───── Extracted information ─────
PR #3723, opened 2017-03-27
Support W3C implementation of IE driver

p0deje:
@titusfortner @lmtierney @jimevans That's a simple and bad implementation of W3C dialect for IEDriver. For now, this adds a single option:

```ruby
Selenium::WebDriver.for(:ie) # wire protocol
Selenium::WebDriver.for(:ie, w3c: false) # wire protocol
Selenium::WebDriver.for(:ie, w3c: true) # W3C protocol
```

```ruby
# wire protocol
caps = Selenium::WebDriver::Remote::Capabilities.ie
Selenium::WebDriver.for(:remote, desired_capabilities: caps)

# W3C protocol
caps = Selenium::WebDriver::Remote::Capabilities.ie(w3c: true)
Selenium::WebDriver.for(:remote, desired_capabilities: caps)
```

I still can't make specs pass for W3C (but I also can't make them pass for wire) and I don't quite like the code, but assuming we want to rewrite bridge/caps into a single implementation which understands what dialect it needs to talk to a driver, we can use this code for now and get rid of it once refactoring is done. The remote is also not working yet - I'll fix that tomorrow. I just wanted to get your thoughts on this.

### DIFF
--- a/rb/build.desc
+++ b/rb/build.desc
@@ -158,6 +158,15 @@ ruby_test(name = "ie",
   deps = [ ":ie" ]
 )
 
+ruby_test(name = "ie-w3c",
+  srcs = [
+    "spec/integration/selenium/webdriver/*_spec.rb",
+    "spec/integration/selenium/webdriver/ie/**/*_spec.rb"
+  ],
+  include = ["rb/spec/integration", "build/rb/lib"],
+  deps = [ ":ie" ]
+)
+
 ruby_library(name = "phantomjs",
   srcs = [
     "lib/selenium/webdriver/phantomjs/**/*.rb",
--- a/rb/lib/selenium/webdriver/common/driver.rb
+++ b/rb/lib/selenium/webdriver/common/driver.rb
@@ -45,7 +45,7 @@ module Selenium
 
           bridge = case browser
                    when :firefox, :ff
-                     if Remote::W3CCapabilities.w3c?(opts)
+                     if Remote::W3CCapabilities.marionette?(opts)
                        if opts[:desired_capabilities].is_a? Remote::Capabilities
                          opts[:desired_capabilities] = Remote::W3CCapabilities.new(opts[:desired_capabilities].send(:capabilities))
                        end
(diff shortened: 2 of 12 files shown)


rb/build.desc
```diff
@@ -158,6 +158,15 @@ ruby_test(name = "ie",
...
 
+ruby_test(name = "ie-w3c",
+  srcs = [
+    "spec/integration/selenium/webdriver/*_spec.rb",
+    "spec/integration/selenium/webdriver/ie/**/*_spec.rb"
+  ],
+  include = ["rb/spec/integration", "build/rb/lib"],
+  deps = [ ":ie" ]
+)
+
```
lmtierney: Since this is using the w3c bridge, it will need:

    
    resources = [
        { "//javascript/webdriver/atoms:getAttribute": "rb/lib/selenium/webdriver/atoms/getAttribute.js"}
      ],

Added to https://github.com/SeleniumHQ/selenium/blob/e5e00222491d0439c8b5a64ad3ed8a35d344282f/rb/build.desc#L144

At some point, should we just put that into `:common` as it would be needed for all w3c compliant drivers?

p0deje: Hm, I'm not familiar with it. Will this fix such specs:

```
10) Selenium::WebDriver::Element should get property value
      Failure/Error: expect(driver.find_element(id: 'withText').property('nodeName')).to eq('TEXTAREA')

        expected: "TEXTAREA"
             got: "Command not implemented"

        (compared using ==)
      # ./rb/spec/integration/selenium/webdriver/element_spec.rb:102:in `block (3 levels) in <module:WebDriver>'
```

lmtierney: No, that one is a legitimate failure. Jim hasn't implemented the new w3c `/property` endpoint yet and is working on it. (It doesn't fail on OSS IEDriver because I made an equivalent method to get the property)

The error you would see would be something like this:

    Selenium::WebDriver::Driver one element should find by css selector
     Failure/Error: expect(driver.find_element(css: 'div.content').attribute('class')).to eq('content')

     Errno::ENOENT:
       No such file or directory @ rb_sysopen - .../build/rb/lib/selenium/webdriver/atoms/getAttribute.js

You probably have one in your build directory from building firefox tests. If you ran `go clean //rb:ie-test` you should run into this error.

p0deje:
Closing in favor of #3809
─────
**Assigned task:**
What is the number of lines in the material above that carry the word "common"? Respond with that count and nothing more.

**Output:**
3